Closed OMGAmici closed 7 months ago

OMGAmici commented 7 months ago

I'm having issues trying this library out on a dataset not included in torchhd.datasets.

Following the example in langauge_recognition.py, I've adapted my dataset (if it's relevant, WNLI) into what seems to be the same format as used for EuropeanLanguages in torchhd.datasets. Yet, when I try to replace the EuropeanLanguages dataset with my dataset in an adapted version of langauge_recognition.py, I run into an index mismatch error.

The error occurs at line 64 symbols = self.symbol(x). If I change line 61 self.symbol = embeddings.Random(size, out_features, padding_idx=PADDING_IDX) to embedding.Linear(), the error disappears. I've confirmed that everything about my dataset (data type, dimension, etc) seems to align the EuropeanLangauges dataset, so I'm a bit lost at what is off. Detailed error output: error.txt

I've combed through the documentation but, short of reading the entire codebase, I haven't found anything conclusive to indicate where the disconnect is. Is there a guide somewhere for how to properly use this library on datasets that aren't already integrated? Thank you in advance!
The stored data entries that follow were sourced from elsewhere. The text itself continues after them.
PR #541, opened 2020-03-18
make fields in SimpleCollector.Builder visible for other packages.

ye-will:
Fields in SimpleCollector.Builder should be 'protected' so that custom Builder class in other packages can do some validation or set dontInitializeNoLabelsChild flag. Otherwise, we have to do the dirty work in constructor of our CustomCollector.

### DIFF
--- a/simpleclient/src/main/java/io/prometheus/client/SimpleCollector.java
+++ b/simpleclient/src/main/java/io/prometheus/client/SimpleCollector.java
@@ -179,14 +179,14 @@ public abstract class SimpleCollector<Child> extends Collector {
    * Builders let you configure and then create collectors.
    */
   public abstract static class Builder<B extends Builder<B, C>, C extends SimpleCollector> {
-    String namespace = "";
-    String subsystem = "";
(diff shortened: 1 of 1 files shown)


brian-brazil:
SimpleCollector is an internal class that subclassing of by 3rd party code is not supported.

ye-will:
There's CounterMetricFamily, GaugeMetricFamily & SummaryMetricFamily for custom metrics, but none for custom Histogram. I's a lot of work if we extend the Collector.MetricFamilySamples directly...
Other ways are extending Histogram.Child or SimpleCollector, both have fields visible issue...

brian-brazil:
Given how histograms work, a HistogramMetricFamily wouldn't actually save you any code - which is why it doesn't exist.

ye-will:
Maybe fields in SimpleCollector should not be 'protected' if it's a internal class... :P

brian-brazil:
Java as far as I know doesn't offer a way to have a class only be subclassed by its package, so it's only in the javadoc.

PR #549, opened 2020-05-07
Bump up caffeine dependencies

eschizoid:
The purpose of this PR is to add support for the `AsyncCache` and not only the`AsyncLoadingCache`

### DIFF
--- a/simpleclient_caffeine/pom.xml
+++ b/simpleclient_caffeine/pom.xml
@@ -42,7 +42,7 @@
         <dependency>
             <groupId>com.github.ben-manes.caffeine</groupId>
             <artifactId>caffeine</artifactId>
-            <version>2.3.0</version>
+            <version>2.7.0</version>
         </dependency>
         
 
--- a/simpleclient_caffeine/src/main/java/io/prometheus/client/cache/caffeine/CacheMetricsCollector.java
+++ b/simpleclient_caffeine/src/main/java/io/prometheus/client/cache/caffeine/CacheMetricsCollector.java
@@ -1,6 +1,6 @@
 package io.prometheus.client.cache.caffeine;
 
-import com.github.benmanes.caffeine.cache.AsyncLoadingCache;
+import com.github.benmanes.caffeine.cache.AsyncCache;
 import com.github.benmanes.caffeine.cache.Cache;
 import com.github.benmanes.caffeine.cache.LoadingCache;
 import com.github.benmanes.caffeine.cache.stats.CacheStats;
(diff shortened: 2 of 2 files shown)


eschizoid:
hey @checketts wondering if you can give it a quick look to this little guy, thanks!

brian-brazil:
We purposefully list old versions so that we don't inadvertently break backwards compatibility.

eschizoid:
>We purposefully list old versions so that we don't inadvertently break backwards compatibility.

hey @brian-brazil thanks for your quick reply. Is there any other we can add support for this new type of caching that caffeine supports?

This upgrade should be breaking previous implementations since now both classes shared a common interface, hope that helps :)

brian-brazil:
So if someone was running 2.3.0, then this wouldn't break them?

eschizoid:
hey @brian-brazil attached my answers.

>So if someone was running 2.3.0, then this wouldn't break them?
Thats is correct, given the following interface:

```
package com.github.benmanes.caffeine.cache;
..
public interface AsyncLoadingCache<K, V> extends AsyncCache<K, V> {
...
}
```

Caffeine now offers some other methods that allow you to have an instance `AsyncCache`

brian-brazil:
I'm not convinced, there is no AsyncCache in 2.3.0.

eschizoid:
> I'm not convinced, there is no AsyncCache in 2.3.0.
correct, so folks that remain on version 0.8.1 won't have problems


let's say we merge this PR and folks migrate to version 0.8.2, they won't have to change their working code since `AsyncCache` is the base class for `AsyncLoadingCache `, meaning they won't have to change their code at all other than bumping the dependency.

Would it be helpful if add some explanations on the REAMDE file explaining how inheritance works in java and add some examples of how to migrate to the new version?

If you feel more comfortable we can also do this :)


```
public void addCache(String cacheName, AsyncLoadincCache cache) {
    public void addCache(String cacheName, AsyncLoadincCache cache) {
        children.put(cacheName, cache.synchronous());
    }

public void addCache(String cacheName, AsyncCache cache) {
    public void addCache(String cacheName, AsyncCache cache) {
        children.put(cacheName, cache.synchronous());
    }
```

i feel is a little bit redundant given what i explain, please let me know what you think :)

brian-brazil:
> correct, so folks that remain on version 0.8.1 won't have problems

But folks who upgrade to the next version of client_java would. I don't like forcing users to upgrade to new versions of dependencies unless there's a non-trivial gain in terms of the metrics available. Especially when the new version hasn't even been out two weeks yet.

eschizoid:
> I don't like forcing users to upgrade to new versions of dependencies unless there's a non-trivial gain in terms of the metrics available.

I see. I think t the java client will get some benefits on the metric side since now it will support the two types of caches.

> Especially when the new version hasn't even been out two weeks yet.

What about if we bump up to the version where the interface `AsyncCache` was introduced?

brian-brazil:
That sounds more reasonable.

eschizoid:
>That sounds more reasonable.
Done :)

brian-brazil:
Thanks!

PR #555, opened 2020-05-19
Avoid NullPointerException when double unregister

runzhiwang:
If unregister one collector twice, it will throw NullPointException when do for `(String name : names)`.


runzhiwang:
@brian-brazil Could you help review this patch, and release a new snapshot with this patch? Thank you very much.

brian-brazil:
Double unregistering is a programming error, so should throw an exception. In addition unregister in general should be very rarely used - basically only in unittests.

brian-brazil:
Closing, as an exception is the correct behaviour.

PR #559, opened 2020-07-13
Mockito Matchers has been deprecated and replaced with ArgumentMatchers

kdombeck:
https://github.com/mockito/mockito/blob/release/3.x/src/main/java/org/mockito/Matchers.java

Also removed a couple of unused imports in the test classes I was already modifying.


brian-brazil:
Thanks!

mikeheddes commented 7 months ago

Hi, thank you for opening this issue. Note that Torchhd is agnostic to which dataset is being used so that you can use it with your own datasets. The provided datasets are there for your convenience. That being said, the first thing that comes to mind is that your dataset might include more characters. The language_recognition.py example currently only supports the "a" through "z" ascii characters in addition to a space " ". If your dataset contains more characters, then you will have to either filter them out, or extend the example to support more characters by increasing the NUM_TOKENS and modifying transform accordingly. Perhaps you can print the raw strings and transformed tensor input that causes the error?

It would also help if you could run the code on the cpu instead of gpu so that the error message actually throws at the right location, because the error in your error.txt does not match with your description. If you have further details I am happy to see if I can help.

OMGAmici commented 7 months ago

Thank you for this thoughtful and quick response! Your suspicion that my dataset contained more characters was spot on.

mikeheddes commented 7 months ago

Glad I could help. Hope you enjoy using Torchhd!